Construct a list with a new value prepended to the front of the current list.
Time: O(1)
Get the first element of a list.
If the list is empty, None is returned.
Time: O(1)
Get the tail of a list.
The tail means all elements in the list after the first item
(the head). If the list only has one element, the result is an
empty list. If the list is empty, the result is None.
Time: O(1)
Get the head and the tail of a list.
This function performs both the head function and
the tail function in one go, returning a tuple of
the head and the tail, or None if the list is empty.
Examples
This can be useful when pattern matching your way through a list:
fn walk_through_list<A>(list: &ConsList<A>)
where A: Debug {
match list.uncons() {
None => (),
Some((ref head, ref tail)) => {
print!("{:?}", head);
walk_through_list(tail)
}
}
}Time: O(1)
Get the two first elements and the tail of a list.
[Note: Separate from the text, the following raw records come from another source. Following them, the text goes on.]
PR #774, opened 2019-08-08
FAST_DEC_LOOP: performance improvements on X86/X64

parheliamm:
Hi @Cyan4973:

This pull request include 2 commits.
1. FAST_DEC_LOOP:Handle all offset condition.
2. FAST_DEC_LOOP: skip needless offset check if length == ML_MASK

Here is the benchmark result.

File name | lz4 | Patched#747 | Patched#747+skip offset check
-- | -- | -- | --
dickens | 3231 | 3342 | 3351
mozilla | 3231 | 3272 | 3284
mr | 3719 | 3810 | 3830
nci | 4592 | 4738 | 4700
ooffice | 3265 | 3293 | 3321
osdb | 3325 | 3533 | 3567
reymont | 2833 | 2882 | 2894
samba | 3663 | 3798 | 3804
sao | 4433 | 4431 | 4492
webster | 3143 | 3296 | 3306
xml | 3908 | 4049 | 4054
X-ray | 7500 | 7614 | 7569

Chenxi

### DIFF
--- a/lib/lz4.c
+++ b/lib/lz4.c
@@ -1825,9 +1825,10 @@ LZ4_decompress_generic(
                         continue;
                     }
 #endif
-            }   }
+                }
+                if ((checkOffset) && (unlikely(match + dictSize < lowPrefix))) { goto _output_error; } /* Error : offset outside buffers */
+            }
 
-            if ((checkOffset) && (unlikely(match + dictSize < lowPrefix))) { goto _output_error; } /* Error : offset outside buffers */
             /* match starting within external dictionary */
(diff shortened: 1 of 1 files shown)


Cyan4973:
I've been benchmarking this PR against current `dev` branch,
and it turns out to be detrimental to performance : 
decompression speed goes down from 3330 MB/s to 3270 MB/s.

Now, it's true that this PR is pretty old by now, and that LZ4 code base has evolved a bit since.
But the specific code block targeted is still identical : 
https://github.com/lz4/lz4/blob/dev/lib/lz4.c#L1787
and when applying the patch directly against it, it leads to the same performance drop.

PR #1155, opened 2017-01-10
Ensure Content-Type header for HEAD requests on containers mirrors wh…

dbernstein:
…at we see a GET.

Resolves https://jira.duraspace.org/browse/FCREPO-2159

### DIFF
--- a/fcrepo-http-api/src/test/java/org/fcrepo/integration/http/api/FedoraLdpIT.java
+++ b/fcrepo-http-api/src/test/java/org/fcrepo/integration/http/api/FedoraLdpIT.java
@@ -150,6 +150,8 @@ import org.apache.jena.rdf.model.StmtIterator;
 import org.apache.jena.sparql.core.DatasetGraph;
 import org.apache.jena.sparql.core.Quad;
 import org.apache.jena.vocabulary.DC_11;
+
+import org.fcrepo.http.commons.domain.RDFMediaType;
 import org.fcrepo.http.commons.test.util.CloseableDataset;
 import org.glassfish.jersey.media.multipart.ContentDisposition;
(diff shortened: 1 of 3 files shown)


fcrepo-http-api/src/test/java/org/fcrepo/integration/http/api/FedoraLdpIT.java
```diff
@@ -236,6 +237,21 @@ public void testHeadBasicContainer() throws IOException {
...
+    public void testHeadDefaultContentType() throws IOException {
+        final String id = getRandomUniqueId();
+        createObjectAndClose(id);
+        addMixin(id, CONTAINER.getURI());
+
+        final HttpHead headObjMethod = headObjMethod(id);
+        try (final CloseableHttpResponse response = execute(headObjMethod)) {
+            final Collection<String> contentType = getHeader(response, CONTENT_TYPE);
+            assertTrue(contentType.size() == 1);
+            assertTrue("Didn't find LDP valid content-type header: " + contentType, !contentType.iterator().next()
```
awoods: I would suggest changing this test to look for the expected content-type instead of looking for the absence of an unwanted value.

dbernstein: I'm having a hard time getting jersey to return a deterministic result when no accept header is specified.  How about I add additional tests that verify that the using an appropriate accept header gives the correct content-type in the response?.

dbernstein: Nevermind - I think I figured it out.

PR #1156, opened 2017-01-13
Ensures that the error content type matches the media type of the ret…

dbernstein:
…urned representation.

All the exception handlers have been refactored to
   1) reduce duplicate code
   2) ensure that there is only one place were the default content type for exceptions
   3) smooth the way for supporting rdf error responses.

Resolves https://jira.duraspace.org/browse/FCREPO-1888

### DIFF
--- a/fcrepo-http-commons/src/main/java/org/fcrepo/http/commons/exceptionhandlers/AccessControlExceptionMapper.java
+++ b/fcrepo-http-commons/src/main/java/org/fcrepo/http/commons/exceptionhandlers/AccessControlExceptionMapper.java
@@ -17,16 +17,10 @@
  */
 package org.fcrepo.http.commons.exceptionhandlers;
 
-import static javax.ws.rs.core.Response.status;
-import static javax.ws.rs.core.Response.Status.FORBIDDEN;
-import static org.slf4j.LoggerFactory.getLogger;
-
 import javax.jcr.security.AccessControlException;
-import javax.ws.rs.core.Response;
-import javax.ws.rs.ext.ExceptionMapper;
+import javax.ws.rs.core.Response.ResponseBuilder;
+import javax.ws.rs.core.Response.Status;
 import javax.ws.rs.ext.Provider;
-
-import org.slf4j.Logger;
 
 /**
  * Translate JCR AccessControlExceptions into HTTP 403 Forbidden errors
@@ -36,15 +30,15 @@ import org.slf4j.Logger;
  * @author gregjan
  */
 @Provider
-public class AccessControlExceptionMapper implements
-        ExceptionMapper<AccessControlException>, ExceptionDebugLogging {
-
-    private static final Logger LOGGER =
-        getLogger(AccessControlExceptionMapper.class);
+public class AccessControlExceptionMapper extends FedoraExceptionMapper<AccessControlException> {
 
     @Override
-    public Response toResponse(final AccessControlException e) {
-        debugException(this, e, LOGGER);
-        return status(FORBIDDEN).build();
+    protected ResponseBuilder status(final AccessControlException e) {
+        return super.status(Status.FORBIDDEN);
+    }
+
+    @Override
+    protected ResponseBuilder entity(final ResponseBuilder builder, final AccessControlException e) {
+        return builder.entity("This resource is forbidden.");
     }
 }
--- a/fcrepo-http-commons/src/main/java/org/fcrepo/http/commons/exceptionhandlers/AccessControlJavaSecurityExceptionMapper.java
+++ b/fcrepo-http-commons/src/main/java/org/fcrepo/http/commons/exceptionhandlers/AccessControlJavaSecurityExceptionMapper.java
@@ -15,19 +15,14 @@
  * See the License for the specific language governing permissions and
  * limitations under the License.
  */
-package org.fcrepo.http.commons.exceptionhandlers;
 
-import static javax.ws.rs.core.Response.status;
-import static javax.ws.rs.core.Response.Status.FORBIDDEN;
-import static org.slf4j.LoggerFactory.getLogger;
+package org.fcrepo.http.commons.exceptionhandlers;
 
 import java.security.AccessControlException;
 
-import javax.ws.rs.core.Response;
-import javax.ws.rs.ext.ExceptionMapper;
+import javax.ws.rs.core.Response.ResponseBuilder;
+import javax.ws.rs.core.Response.Status;
 import javax.ws.rs.ext.Provider;
-
-import org.slf4j.Logger;
 
 /**
  * Translate Java Security AccessControlExceptions into HTTP 403 Forbidden errors
@@ -37,16 +32,16 @@ import org.slf4j.Logger;
  * @author gregjan
  */
 @Provider
-public class AccessControlJavaSecurityExceptionMapper implements
-        ExceptionMapper<AccessControlException>, ExceptionDebugLogging {
-
-    private static final Logger LOGGER =
-        getLogger(AccessControlJavaSecurityExceptionMapper.class);
+public class AccessControlJavaSecurityExceptionMapper extends FedoraExceptionMapper<AccessControlException> {
 
     @Override
-    public Response toResponse(final AccessControlException e) {
-        debugException(this, e, LOGGER);
-        return status(FORBIDDEN).build();
+    protected ResponseBuilder status(final AccessControlException e) {
+        return super.status(Status.FORBIDDEN);
+    }
+
+    @Override
+    protected ResponseBuilder entity(final ResponseBuilder builder, final AccessControlException e) {
+        return builder.entity("This resource is forbidden..");
     }
 
 }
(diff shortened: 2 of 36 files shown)


fcrepo-http-commons/src/main/java/org/fcrepo/http/commons/exceptionhandlers/AccessControlJavaSecurityExceptionMapper.java
```diff
@@ -37,16 +32,16 @@
...
+    @Override
+    protected ResponseBuilder status(final AccessControlException e) {
+        return super.status(Status.FORBIDDEN);
+    }
 
     @Override
-    public Response toResponse(final AccessControlException e) {
-        debugException(this, e, LOGGER);
-        return status(FORBIDDEN).build();
+    protected ResponseBuilder entity(final ResponseBuilder builder, final AccessControlException e) {
```
awoods: No entity needed.

fcrepo-http-commons/src/main/java/org/fcrepo/http/commons/exceptionhandlers/AccessDeniedExceptionMapper.java
```diff
@@ -15,36 +15,29 @@
...
 
-    /*
-     * (non-Javadoc)
-     * @see javax.ws.rs.ext.ExceptionMapper#toResponse(java.lang.Throwable)
-     */
     @Override
-    public Response toResponse(final AccessDeniedException e) {
-        debugException(this, e, LOGGER);
-        return status(FORBIDDEN).build();
+    protected ResponseBuilder entity(final ResponseBuilder builder, final AccessDeniedException e) {
```
awoods: No entity needed.

fcrepo-http-commons/src/main/java/org/fcrepo/http/commons/exceptionhandlers/BadRequestExceptionMapper.java
```diff
@@ -15,36 +15,18 @@
...
-    private static final Logger LOGGER = getLogger(BadRequestExceptionMapper.class);
-
-    @Override
-    public Response toResponse(final BadRequestException e) {
-        LOGGER.error("BadRequestExceptionMapper caught an exception: {}", e.getMessage());
-        debugException(this, e, LOGGER);
-        return status(BAD_REQUEST).entity(e.getMessage()).build();
-    }
-
+public class BadRequestExceptionMapper extends FedoraExceptionMapper<BadRequestException> {
```
awoods: If we are removing the default error logging (which I would suggest), we should re-introduce it in a local `toResponse` method here.

fcrepo-http-commons/src/main/java/org/fcrepo/http/commons/exceptionhandlers/ClientErrorExceptionMapper.java
```diff
@@ -15,31 +15,24 @@
...
-public class ClientErrorExceptionMapper implements
-        ExceptionMapper<ClientErrorException>, ExceptionDebugLogging {
-
-    private static final Logger LOGGER = getLogger(ClientErrorExceptionMapper.class);
+public class ClientErrorExceptionMapper extends FedoraExceptionMapper<ClientErrorException> {
 
     @Override
-    public Response toResponse(final ClientErrorException e) {
-        debugException(this, e, LOGGER);
-        return fromResponse(e.getResponse()).entity(e.getMessage()).build();
```
awoods: Looks like we will be losing the `e.getMessage()` since `fromResponse` does not use the message.

awoods:
An integration test should likely be added to verify the specific issue raised in the ticket:
https://jira.duraspace.org/browse/FCREPO-1888

fcrepo-http-commons/src/main/java/org/fcrepo/http/commons/exceptionhandlers/AccessControlExceptionMapper.java
```diff
@@ -36,15 +30,15 @@
...
+    protected ResponseBuilder status(final AccessControlException e) {
+        return super.status(Status.FORBIDDEN);
+    }
 
     @Override
-    public Response toResponse(final AccessControlException e) {
-        debugException(this, e, LOGGER);
-        return status(FORBIDDEN).build();
+    protected ResponseBuilder entity(final ResponseBuilder builder, final AccessControlException e) {
+        return builder.entity("This resource is forbidden.");
```
dbernstein: The problem is that if the entity is not set,  then the content-type comes back as text/html.

fcrepo-http-commons/src/main/java/org/fcrepo/http/commons/exceptionhandlers/FedoraExceptionMapper.java
```diff
@@ -0,0 +1,163 @@
...
+    }
+
+    /**
+     * Creates a response builder with the status defined in the constructor (or the default value, ie BAD_REQUEST, if
+     * the default constructor was used). Subclasses may override to specify a custom status.
+     * 
+     * @param e The exception passed into the mapper.
+     * @return The response builder.
+     */
+    protected ResponseBuilder status(final T e) {
```
dbernstein: The idea is that subclasses can inspect the T e and change the status accordingly.

fcrepo-http-commons/src/main/java/org/fcrepo/http/commons/exceptionhandlers/AccessControlJavaSecurityExceptionMapper.java
dbernstein: Same as comment about null entities resulting in the wrong content-type.

fcrepo-http-commons/src/main/java/org/fcrepo/http/commons/exceptionhandlers/AccessDeniedExceptionMapper.java
dbernstein: same as above.

fcrepo-http-commons/src/main/java/org/fcrepo/http/commons/exceptionhandlers/BadRequestExceptionMapper.java
dbernstein: The reason I added the default error logging is that most of the mappers used it.   So just to confirm the intention - we don't want "error" level logging in the mappers?

awoods: We want the behavior to be the same as before this PR, with the exception of the issue raised in:
https://jira.duraspace.org/browse/FCREPO-1888

fcrepo-http-commons/src/main/java/org/fcrepo/http/commons/exceptionhandlers/ClientErrorExceptionMapper.java
dbernstein: Right - but the e.getMessage() is added to the entity by default in FedoraExceptionMapper.entity().

dbernstein:
A new integration test seems like a good idea.

fcrepo-http-commons/src/main/java/org/fcrepo/http/commons/exceptionhandlers/FedoraExceptionMapper.java
```diff
@@ -0,0 +1,163 @@
...
+
+    /**
+     * Sets the content on the builder. Subclasses can override this method in order to define custom logic for
+     * resolving the appropriate contentType.
+     * 
+     * @param builder The response builder.
+     * @param e The exception passed into the mapper.
+     * @return response builder
+     */
+    protected ResponseBuilder contentType(final ResponseBuilder builder, final T e) {
```
awoods: Until this method is used outside of this class, it can probably be made `private`.

fcrepo-http-commons/src/main/java/org/fcrepo/http/commons/exceptionhandlers/FedoraExceptionMapper.java
```diff
@@ -0,0 +1,163 @@
...
+        return status(status);
+    }
+
+    /**
+     * Creates a response builder with the specified status
+     * 
+     * @param status http status
+     * @return The response builder.
+     */
+    protected ResponseBuilder status(final Response.Status status) {
```
awoods: Until this method is used outside of this class, it can probably be made `private`.

fcrepo-http-commons/src/main/java/org/fcrepo/http/commons/exceptionhandlers/FedoraExceptionMapper.java
```diff
@@ -0,0 +1,163 @@
...
+        return status(status.getStatusCode());
+    }
+
+    /**
+     * Creates a response builder with the specified http status code
+     * 
+     * @param statusCode http status code
+     * @return response builder
+     */
+    protected ResponseBuilder status(final int statusCode) {
```
awoods: Until this method is used outside of this class, it can probably be made `private`.

fcrepo-http-commons/src/main/java/org/fcrepo/http/commons/exceptionhandlers/BadRequestExceptionMapper.java
dbernstein: Okay - I think I understand: if the mapper previously logged the error, then we log it as before using a LOGGER defined in the concrete subclass.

This function performs both the head function twice and
the tail function in one go, returning a tuple of
the double head and the tail, or None if the list is empty.
Examples
This can be useful when pattern matching your way through a list:
fn walk_through_list<A>(list: &ConsList<A>)
where A: Debug {
match list.uncons2() {
None => (),
Some((ref head, ref head2, ref tail)) => {
print!("{:?} {:?}", head, head2);
walk_through_list(tail)
}
}
}Time: O(1)
Get the length of a list.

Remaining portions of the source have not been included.